Late August at the Hotel Ozone
Before the Soviet invasion of Czechoslovakia in 1968 the country was experiencing something of a renaissance. In the cinema the “Czech New Wave” demonstrated a unique and original style of storytelling.
This week’s movie was “Konec srpna v Hotelu Ozon,” (“Late August at the Hotel Ozone”), from 1967, directed by Jan Schmidt from a script he co-wrote with Pavel Juracek. The story opens with a series of voiceover countdowns delivered in several different languages, followed by the blinding flash of nuclear detonations. Then we see a tree cut down. A woman’s hand points to the rings of the tree while her voice describes the passage of time during the fifty years since the war. The voice belongs to a woman named “Dagmar Hubertusova,” (Beta Ponicanova). She is the aged leader of a band of seven healthy young women.
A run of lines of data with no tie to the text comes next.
PR #971, opened 2019-05-17
“More info” improvements

acdha:
# Changes

* Increases the width of the “More Info” dialog to reduce text wrapping. This is a modest increase because making it wider would require us to start setting maximum sizes & responsiveness thresholds but there might be a merit to doing that to improve the raw metadata viewing experience.
* Changes the related links display to a list display to make better use of horizontal space by allowing long URLs to wrap under the titles when necessary. URLs will still be truncated with an ellipsis when they cannot fit on one line.
* Set max-width on the description text for readability

## Before 

More Info - before

## After

More Info - after

### DIFF
--- a/concordia/static/js/action-app/components.js
+++ b/concordia/static/js/action-app/components.js
@@ -147,7 +147,7 @@ class RelatedLink {
         this.el = html(
             'li.link',
             (this.title = html('h5.title')),
-            (this.link = html('a'))
+            (this.link = html('a', {target: '_blank'}))
         );
     }
     update(relatedLink) {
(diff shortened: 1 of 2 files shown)


rstorey:
While you're in there, do you mind adding the "?sp=[image number]" to the end of the "View this item on loc.gov" link? That way they can go straight to the same page they're on in concordia.

acdha:
@rstorey I just rebased against master & added the exact page query-string option:

https://github.com/LibraryOfCongress/concordia/pull/971/commits/b42eca7ded55bed93c92f11c1bfb022ffe47bc4e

Hubertusova is traveling across the wasteland hoping to find healthy men who can help her charges to replenish the human race. The young women have no real understanding of the civilization that died before they were born. Eventually they do encounter a man, but he is very old. His name is “Otakar Herold,” (Ondrej Jariabek), and he lives in the remains of the “Hotel Ozone.” Hubertusova is delighted to talk with someone who remembers the old days, but the girls are not impressed. Herold tries to tell them about newspapers, television sets, and vacations to Venice. None of these things interest the tribe. The only thing that does have an impact is when he plays the song “Roll Out the Barrel” on an old-fashioned Gramophone. Hubertusova takes ill and dies. The women decide to continue their trek across the wastes. They demand that Herold give them the Gramophone. When he refuses they shoot him and take it. They have no sense of conscience. All traces of the past civilization are gone from them now.
This is a genuinely bleak vision of the future. It is an interesting and sometimes affecting film, but not a really memorable effort. I appreciate that the movie had an impact in its day and time, but I didn’t find it particularly compelling for me. I am glad to have watched this picture, but I just can’t recommend it to others.